§ Try it
Set down, exactly as written, every line from the one containing "### LINKED ISSUE" through the end of the listing.

Input material: Begin

PR #6765, opened 2020-11-22
Fix get_running_loop (python<3.7)

wakiyamap:
Fix https://github.com/spesmilo/electrum/issues/6764

### DIFF
--- a/electrum/lnrater.py
+++ b/electrum/lnrater.py
@@ -11,7 +11,13 @@ from pprint import pformat
 from random import choices
 from statistics import mean, median, stdev
 from typing import TYPE_CHECKING, Dict, NamedTuple, Tuple, List
+import sys
 import time
+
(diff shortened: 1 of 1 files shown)


ecdsa:
can you explain what is going on here?

wakiyamap:
`get_running_loop` is from python3.7.
But.....The same thing exists in python3.6.
`_get_running_loop` is.

ref.
https://github.com/python/cpython/blob/3.7/Lib/asyncio/events.py
https://docs.python.org/3.7/library/asyncio-eventloop.html#asyncio.get_running_loop
https://github.com/dask/distributed/pull/3383

SomberNight:
Alternatively we could just use [asyncio.get_event_loop](https://docs.python.org/3/library/asyncio-eventloop.html#asyncio.get_event_loop); but anyway, this is fine too.

PR #6771, opened 2020-11-24
Fix daemon being treated as a function

verretor:
`daemon` was improperly turned into a function in the Python console.
Point `daemon` to `window.gui_object.daemon` instead.

```
Before:
>>> window.gui_object.daemon
<electrum.daemon.Daemon object at 0xffff8d116970>
>>> daemon
'daemon' is a function. Type 'daemon()' to use it in the Python console.
>>> daemon()
  File "***/electrum/electrum/gui/qt/main_window.py", line 2141, in <lambda>
    return lambda *args, **kwargs: f(method,
  File "***/electrum/electrum/commands.py", line 161, in _run
    cmd = known_commands[method]
KeyError: 'daemon'

After:
>>> window.gui_object.daemon
<electrum.daemon.Daemon object at 0xffffb1eff730>
>>> daemon
<electrum.daemon.Daemon object at 0xffffb1eff730>
```

### DIFF
--- a/electrum/gui/qt/main_window.py
+++ b/electrum/gui/qt/main_window.py
@@ -2143,7 +2143,7 @@ class ElectrumWindow(QMainWindow, MessageBoxMixin, Logger):
                                              self.password_dialog,
                                              **{**kwargs, 'wallet': self.wallet})
         for m in dir(c):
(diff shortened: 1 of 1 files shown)


SomberNight:
thanks

PR #6786, opened 2020-11-26
Fix travis build(MacOS)

wakiyamap:
Copy of the android description.


ecdsa:
travis failed to build MacOS on your pull request...

wakiyamap:
I guess I was stupid......
I think travis is still better for builds, because trying to do it with google action requires nearly twice the cost.

PR #6795, opened 2020-11-30
[wip] swaps: fix infinite recursion for max button

### LINKED ISSUE #6770: Setting Submarine Swap to 'Max' crashes Electrum
REPRO:
I am running Electrum 4.0.5 on Ubuntu 20.04.1
I have one Lightning channel open.
Lightning is synced
Under Channel I select Swap

ACTUAL:
- Upon clicking Max
- The fields 'you send' and 'you receive' fill up with my available balance
- Electrum crashes without an error notice

Additional information:
When first clicking on the Lightning symbol (you send on-chain, you receive lightning), then clicking Max, Electrum does not crash. When clicking on the blue Bitcoin symbol again (you send lightning, you receive on-chain), Electrum crashes without error notice.

bitromortac:
Fixes #6770 a crash happening when clicking the max button in the swap dialog.

### DIFF
--- a/electrum/gui/qt/swap_dialog.py
+++ b/electrum/gui/qt/swap_dialog.py
@@ -39,20 +39,25 @@ class SwapDialog(WindowModalDialog):
         vbox = QVBoxLayout(self)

Input material: End

§ Reply to the exercise
### LINKED ISSUE #6770: Setting Submarine Swap to 'Max' crashes Electrum
REPRO:
I am running Electrum 4.0.5 on Ubuntu 20.04.1
I have one Lightning channel open.
Lightning is synced
Under Channel I select Swap

ACTUAL:
- Upon clicking Max
- The fields 'you send' and 'you receive' fill up with my available balance
- Electrum crashes without an error notice

Additional information:
When first clicking on the Lightning symbol (you send on-chain, you receive lightning), then clicking Max, Electrum does not crash. When clicking on the blue Bitcoin symbol again (you send lightning, you receive on-chain), Electrum crashes without error notice.

bitromortac:
Fixes #6770 a crash happening when clicking the max button in the swap dialog.

### DIFF
--- a/electrum/gui/qt/swap_dialog.py
+++ b/electrum/gui/qt/swap_dialog.py
@@ -39,20 +39,25 @@ class SwapDialog(WindowModalDialog):
         vbox = QVBoxLayout(self)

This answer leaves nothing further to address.